Flow cytometry immunophenotyping was also performed on peripheral blood, evidencing a B-cell clonal population positive for CD20, CD22, CD25, CD11c, CD103, and CD123 and negative for CD5, CD10, and CD38 (60% of nucleated cells analyzed). No other alterations were observed, as the remaining 27% of lymphocytes was represented by: 78% CD3+ T lymphocytes; 13% CD19+ B cells with no κ/λ restriction (κ/λ, 61%/39%); 24% CD3−CD56+ natural killer (NK) cells; and 15% CD3+CD56+ NKT cells. CD14+ monocytes were slightly reduced (0.3% of total nucleated cells analyzed).

V600E BRAF mutation was detected by next-generation sequencing (NGS). BM biopsy confirmed the presence of hairy cells (60% of total examined cells), and HCL diagnosis was made. Total-body CT scan was also performed, and severe splenomegaly (longitudinal diameter (LD), 21 cm; and transversal diameter (TD), 12 cm) was documented. Moreover, large, hypodense, irregular areas within splenic parenchyma were observed, suggestive of initial splenic rupture, supported by the presence of a peri-splenic fluid. Several lymph node enlargements were observed: at hepatic hilum (maximum diameter, 2.6 cm), interaortocaval, and left paraaortic areas (maximum diameter, 1.3 cm) (Figure 2A and Figure 3A).

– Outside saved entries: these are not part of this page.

PR #88907, opened 2021-09-13
Highlight the `const fn` if error happened because of a bound on the impl block

WaffleLapkin:
Currently, for the following code, the compiler produces the errors like the
following:
```rust
struct Type<T>(T);

impl<T: Clone> Type<T> {
    const fn f() {}
}
```
```text
error[E0658]: trait bounds other than `Sized` on const fn parameters are unstable
 --> ./test.rs:3:6
  |
3 | impl<T: Clone> Type<T> {
  |      ^
  |
  = note: see issue #57563 <https://github.com/rust-lang/rust/issues/57563> for more information
  = help: add `#![feature(const_fn_trait_bound)]` to the crate attributes to enable
```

Urgent splenectomy was proposed because of high risk of splenic rupture. However, the patient refused surgery, and an alternative therapeutic strategy was quickly decided. Purine analogues were contraindicated, because of recent pneumonia in the setting of severe neutropenia, older age, and comorbidities, including chronic atrial fibrillation, mild heart failure, and type 2 diabetes. Other treatment options were discussed with the patient, who expressed the will to avoid intravenous therapies; therefore, monoclonal antibodies were excluded. Moreover, tyrosine kinase inhibitors (TKIs) were contraindicated because of cardiovascular comorbidities. Consequently, subcutaneous PEG interferon-α-2A was chosen as therapeutic option and was started at a dose of 90 µg once a week with acetaminophen premedication. Antibiotic and antifungal prophylaxis were given with levofloxacin and fluconazole. Growth factors were not administered to favor ANC recovery because of severe splenomegaly and high risk of splenic rupture.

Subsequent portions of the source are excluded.